### Data for this exercise
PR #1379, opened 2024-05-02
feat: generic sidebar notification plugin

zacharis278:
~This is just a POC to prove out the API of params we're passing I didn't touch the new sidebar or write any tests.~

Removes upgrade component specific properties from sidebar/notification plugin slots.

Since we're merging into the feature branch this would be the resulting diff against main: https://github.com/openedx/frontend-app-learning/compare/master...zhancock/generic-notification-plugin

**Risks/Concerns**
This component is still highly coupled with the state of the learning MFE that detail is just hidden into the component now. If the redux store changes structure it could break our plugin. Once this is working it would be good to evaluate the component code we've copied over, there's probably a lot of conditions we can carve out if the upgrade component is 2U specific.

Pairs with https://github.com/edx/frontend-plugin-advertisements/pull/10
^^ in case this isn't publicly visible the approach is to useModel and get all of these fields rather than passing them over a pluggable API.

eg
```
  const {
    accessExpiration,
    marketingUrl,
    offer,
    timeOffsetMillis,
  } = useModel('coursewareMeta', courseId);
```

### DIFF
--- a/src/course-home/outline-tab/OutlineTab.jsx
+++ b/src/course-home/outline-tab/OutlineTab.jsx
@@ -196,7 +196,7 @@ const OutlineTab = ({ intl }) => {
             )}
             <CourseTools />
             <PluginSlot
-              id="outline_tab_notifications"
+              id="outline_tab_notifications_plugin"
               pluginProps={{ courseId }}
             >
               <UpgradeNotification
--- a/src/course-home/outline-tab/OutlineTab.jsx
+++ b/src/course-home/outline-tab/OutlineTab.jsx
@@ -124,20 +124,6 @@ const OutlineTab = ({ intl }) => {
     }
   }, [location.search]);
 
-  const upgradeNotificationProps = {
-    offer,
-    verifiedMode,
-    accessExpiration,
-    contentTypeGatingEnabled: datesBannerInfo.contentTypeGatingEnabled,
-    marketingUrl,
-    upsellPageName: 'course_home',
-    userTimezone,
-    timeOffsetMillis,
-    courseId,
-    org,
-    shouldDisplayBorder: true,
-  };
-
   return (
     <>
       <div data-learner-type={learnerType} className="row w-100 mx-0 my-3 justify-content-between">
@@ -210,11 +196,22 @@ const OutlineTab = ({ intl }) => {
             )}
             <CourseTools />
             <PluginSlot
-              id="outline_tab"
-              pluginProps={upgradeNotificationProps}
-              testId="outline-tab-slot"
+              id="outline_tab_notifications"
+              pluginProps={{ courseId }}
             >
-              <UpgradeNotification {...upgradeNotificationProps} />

---

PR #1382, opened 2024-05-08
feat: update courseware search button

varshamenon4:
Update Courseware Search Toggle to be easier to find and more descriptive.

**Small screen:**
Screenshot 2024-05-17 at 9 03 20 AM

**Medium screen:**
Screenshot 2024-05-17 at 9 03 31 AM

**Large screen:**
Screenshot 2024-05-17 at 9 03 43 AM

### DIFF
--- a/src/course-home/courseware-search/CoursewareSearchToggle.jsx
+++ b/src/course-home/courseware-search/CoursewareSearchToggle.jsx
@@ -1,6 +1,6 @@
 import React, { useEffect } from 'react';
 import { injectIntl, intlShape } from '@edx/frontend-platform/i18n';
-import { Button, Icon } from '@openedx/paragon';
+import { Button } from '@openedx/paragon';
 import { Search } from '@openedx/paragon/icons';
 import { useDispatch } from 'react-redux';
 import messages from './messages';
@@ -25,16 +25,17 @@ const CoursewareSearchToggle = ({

### Task to carry out
Begin at the line that has "PR #1379, opened 2024-05-02" in the entries above; stop after the line that has "Removes upgrade component". Transcribe exactly those lines and no others.

### Expected output
PR #1379, opened 2024-05-02
feat: generic sidebar notification plugin

zacharis278:
~This is just a POC to prove out the API of params we're passing I didn't touch the new sidebar or write any tests.~

Removes upgrade component specific properties from sidebar/notification plugin slots.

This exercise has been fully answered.